Management guided to FY23 sales revenue of $1,030.9m, up 15% year-on-year, and FY23 earnings (EBITDA) of $105.3m, up 26%.


The June 2021 Victorian storms and February 2022 flooding in NSW and QLD underpinned strong performance in the core Insurance Building and Restoration Services (IB&RS) division, which delivered revenue of $586.5m, up 63.8% on the previous year.

Meantime, catastrophe response activity revenue was up 90.4% to $164.8m.

Other noteworthy highlights during what was a huge year for the group was a $230m equity capital raise, which helped to fund numerous acquisitions, including the US$144m acquisition of US insurance repairs provider Reconstruction Holdings.

During FY22, Johns Lyng achieved several new contract wins and extensions, and also opened new offices in Launceston, Echuca, Coffs Harbour, Wollongong and Bairnsdale, helping to facilitate increased work allocation from insurance panels.

Solid pipeline

Johns Lyng CEO Scott Didier reminded investors that the IB&RS division is looking at a “solid pipeline of work” heading into the next financial year.

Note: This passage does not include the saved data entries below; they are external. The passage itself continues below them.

PR #1876, opened 2026-02-09
✨(frontend) add floating bar with leftpanel collapse button

Ovgodd:
## Purpose

Add a desktop floating bar and left panel collapse/expand button .

https://github.com/user-attachments/assets/830af933-0a97-4252-bfda-f33e34a70de5

## Proposal

- [x] Add `FloatingBar` on desktop with a dedicated `CollapsePanel` button.
- [x] Connect the collapse button to the left panel store to toggle panel open/close.
- [x] When panel is collapsed, display document title in the button (with emoji when available).
- [x] Keep floating bar disabled on mobile for now (temporary choice to avoid overlap/layout regressions).
- [x] Update E2E tests.
- [x] Ensure left-panel filters do not collapse panel on desktop (close only on mobile).


src/frontend/apps/impress/src/features/floating-bar/components/CollapsePanel.tsx
```diff
@@ -0,0 +1,65 @@
...
+  );
+  const docTitle = titleWithoutEmoji || untitledDocument;
+  const buttonTitle = emoji ? `${emoji} ${docTitle}` : docTitle;
+  const shouldShowButtonTitle = !isPanelOpen && !isDocHeaderVisible;
+  const ariaLabel = t(
+    isPanelOpen
+      ? 'Hide the side panel for {{title}}'
+      : 'Show the side panel for {{title}}',
+    { title: docTitle },
+  );
```
AntoLC: The parser cannot extract the translation when it is like that.


```suggestion
  const ariaLabel = isPanelOpen ? t('Hide the side panel for {{title}}', { title: docTitle }) : t('Show the side panel for {{title}}', { title: docTitle });
```

src/frontend/apps/impress/src/features/left-panel/stores/useLeftPanelStore.tsx
```diff
@@ -7,7 +7,7 @@ interface LeftPanelState {
 }
 
 export const useLeftPanelStore = create<LeftPanelState>((set, get) => ({
-  isPanelOpen: false,
+  isPanelOpen: true,
```
AntoLC, line 11: If the panel is by default at true it creates a flickering when we are on mobiles:

https://github.com/user-attachments/assets/8eb03eea-3702-4564-a498-17c54c77e6af

Maybe not the best solution but we could have 2 states, togglePanel will toggle them both, close panel close them both: 
```ts
isPanelOpen: true,
isPanelOpenMobile: false,
```

src/frontend/apps/impress/src/features/floating-bar/index.ts
AntoLC, line 1: Big part of what is inside the feature `doc-header` will switch inside the floating bar, so I think we should not create a feature `floating-bar`, but add the floating bar components (and others) directly in the feature `doc-header`.

src/frontend/apps/e2e/__tests__/app-impress/doc-editor.spec.ts
```diff
@@ -24,6 +24,45 @@ test.beforeEach(async ({ page }) => {
 });
 
 test.describe('Doc Editor', () => {
+  test('shows floating bar and collapse button on desktop', async ({
```
AntoLC: I would rather add this test in `doc-header.spec.ts`.

We need to assert the title behavior, that appear when we scroll down.

src/frontend/apps/impress/src/features/docs/doc-header/components/DocHeader.tsx
```diff
@@ -23,19 +26,49 @@ interface DocHeaderProps {
...
+      },
+    );
+
+    observer.observe(header);
+
+    return () => {
+      observer.disconnect();
+      setIsDocHeaderVisible(true);
+    };
+  }, [doc.id, setIsDocHeaderVisible]);
```
AntoLC: What is the purpose of this part ? I dont see any diff when I remove it.

src/frontend/apps/impress/src/features/floating-bar/components/FloatingBarLeft.tsx
```diff
@@ -0,0 +1,5 @@
+import { CollapsePanel } from './CollapsePanel';
+
+export const FloatingBarLeft = () => {
+  return <CollapsePanel />;
+};
```
AntoLC: Seems overkill to have a component just wrapping another component, wdyt ?

src/frontend/apps/impress/src/features/floating-bar/stores/useFloatingBarStore.ts
```diff
@@ -0,0 +1,13 @@
...
+  isDocHeaderVisible: boolean;
+  setIsDocHeaderVisible: (visible: boolean) => void;
+}
+
+export const useFloatingBarStore = create<FloatingBarState>((set) => ({
+  isDocHeaderVisible: true,
+  setIsDocHeaderVisible: (visible) => {
+    set({ isDocHeaderVisible: visible });
+  },
+}));
```
AntoLC: I am not totally sure why you need a store for this component, you seems to use it only in `CollapsePanel.tsx`. Could we add directly the logic inside `CollapsePanel.tsx` component ? If the classname `--docs--doc-title` is not in the viewport anymore, we display the title.

src/frontend/apps/impress/src/features/floating-bar/components/FloatingBar.tsx
```diff
@@ -0,0 +1,77 @@
...
+import { useResponsiveStore } from '@/stores';
+
+import { FloatingBarLeft } from './FloatingBarLeft';
+
+export const FLOATING_BAR_HEIGHT = '64px';
+export const FLOATING_BAR_Z_INDEX = 1000;
+const FLOATING_BAR_BLUR_RADIUS = '1px';
+const FLOATING_BAR_GRADIENT =
+  'linear-gradient(180deg, #FFF 0%, rgba(255, 255, 255, 0) 100%)';
+
```
AntoLC: Could we add this part directly inside getFloatingBarStyles ? The css is already meaningfull `backdrop-filter: blur`.

src/frontend/apps/impress/src/features/floating-bar/components/FloatingBar.tsx
```diff
@@ -0,0 +1,77 @@
...
+  return (
+    <Box
+      data-testid="floating-bar"
+      $css={getFloatingBarStyles(
+        mainContentPadding,
+        barSpacing,
+        FLOATING_BAR_BLUR_RADIUS,
+      )}
+    >
```
AntoLC: Same for that, I think we can avoid the props, wdyt ?


```suggestion

  if (!isDesktop) {
    return null;
  }

  return (
    <Box
      data-testid="floating-bar"
      $css={FLOATING_STYLE}
    >
```

src/frontend/apps/impress/src/hooks/useRouteChangeCompleteFocus.tsx
AntoLC, line 1: I am not sure what you want to do here, can you describe ?

src/frontend/apps/impress/src/layouts/MainLayout.tsx
```diff
@@ -120,9 +134,13 @@ const MainContent = ({
       $css={css`
         overflow-y: auto;
         overflow-x: clip;
-        &:focus-visible {
-          outline: 3px solid ${colorsTokens['brand-400']};
-          outline-offset: -3px;
+        &:focus-visible::after {
```
AntoLC, line 123: Will it not create a double kind of outline ?

src/frontend/apps/impress/src/features/floating-bar/components/FloatingBar.tsx
```diff
@@ -0,0 +1,77 @@
...
+  margin-right: calc(-${mainContentPadding});
+  margin-top: calc(-${mainContentPadding});
+  z-index: ${FLOATING_BAR_Z_INDEX};
+  display: flex;
+  align-items: flex-start;
+  justify-content: flex-start;
+  background: ${FLOATING_BAR_GRADIENT};
+  backdrop-filter: blur(${blurRadius});
+  -webkit-backdrop-filter: blur(${blurRadius});
+
```
AntoLC: If you want to have a gradual blurry (soft at the beggining): 
```suggestion
  backdrop-filter: blur(${blurRadius});
  -webkit-backdrop-filter: blur(${blurRadius});
  mask-image: linear-gradient(180deg, black 0%, transparent 100%);
  -webkit-mask-image: linear-gradient(180deg, black 50%, transparent 100%);
```

src/frontend/apps/impress/src/features/floating-bar/index.ts
Ovgodd: Ok that makes sense !

src/frontend/apps/impress/src/features/left-panel/stores/useLeftPanelStore.tsx
Ovgodd: oho good catch

src/frontend/apps/impress/src/features/docs/doc-header/components/DocHeader.tsx
Ovgodd: > What is the purpose of this part ? I dont see any diff when I remove it.

It shows the doc title in the floating bar button when the main title scrolls out of view as suggested by robin.

src/frontend/apps/impress/src/features/floating-bar/components/FloatingBar.tsx
Ovgodd: ah yes nice ! I had it and removed for unknown reasons, thank you

src/frontend/apps/impress/src/layouts/MainLayout.tsx
Ovgodd: I think it won’t. 

There’s only the ::after for the focus ring, no outline on the main element. The ::after is used so the focus ring renders above the floating bar (z-index 2001).

src/frontend/apps/impress/src/hooks/useRouteChangeCompleteFocus.tsx
Ovgodd: > I am not sure what you want to do here, can you describe ?

The problem was : On every route change, focus always moved to main, whether by mouse or keyboard. With mouse clicks, this caused unexpected scrolling and focus stealing, and the focus ring sometimes appeared behind the floating bar due to z-index.

Solution: Focus is now moved to main only when navigation is triggered from the keyboard (Tab, Enter, or Space). Mouse users are unaffected; keyboard and screen reader users still get proper focus managemen

PR #1880, opened 2026-02-10
🚸(oidc) ignore case when fallback on email

qbey:
## Purpose

Some identity providers might change the case, but in our products we don't consider case variation to be consider as different email addresses.

Next step would be to normalize the DB value of email to be lower-case.

## Proposal

- [x] ignore email case in OIDC login fallback
- [x]  ignore email case in invitations

### DIFF
--- a/src/backend/core/tests/documents/test_api_document_invitations.py
+++ b/src/backend/core/tests/documents/test_api_document_invitations.py
@@ -596,6 +596,38 @@ def test_api_document_invitations_create_cannot_invite_existing_users():
     }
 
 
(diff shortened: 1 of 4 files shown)


src/backend/core/tests/documents/test_api_document_invitations.py
```diff
@@ -596,6 +596,38 @@ def test_api_document_invitations_create_cannot_invite_existing_users():
     }
 
 
+def test_api_item_invitations_create_cannot_invite_existing_users_case_insensitive():
```
lunika, line 599: Not sure to understand why you are adding this test. It is not related to the code you are modifying.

Didier also notes the company has additional acquisitions on radar and strategic growth opportunities across all its segments.

The company also plans to progress its Strata Services growth strategy following the acquisitions of several businesses in FY22, including Unitech and a controlling interest in restoration services company Steamatic Australia.

Johns Lyng Group share price over 12 months.


What brokers think

While today’s favourable result appears to have been dragged down along with the broader market sell off, this may only make for a more attractive entry ahead of potential broker re-ratings later this week.


The group’s share price is up 28% over one year, but has fallen -18% since the start of 2022.


Consensus on the group is Strong Buy.


Based on Morningstar’s fair value of $9.07 the stock appears to be undervalued.


Ord Minnett, which initiated coverage with an Accumulate rating and $8.40 target price late July, expects the group to expand into the US and strata in Australia.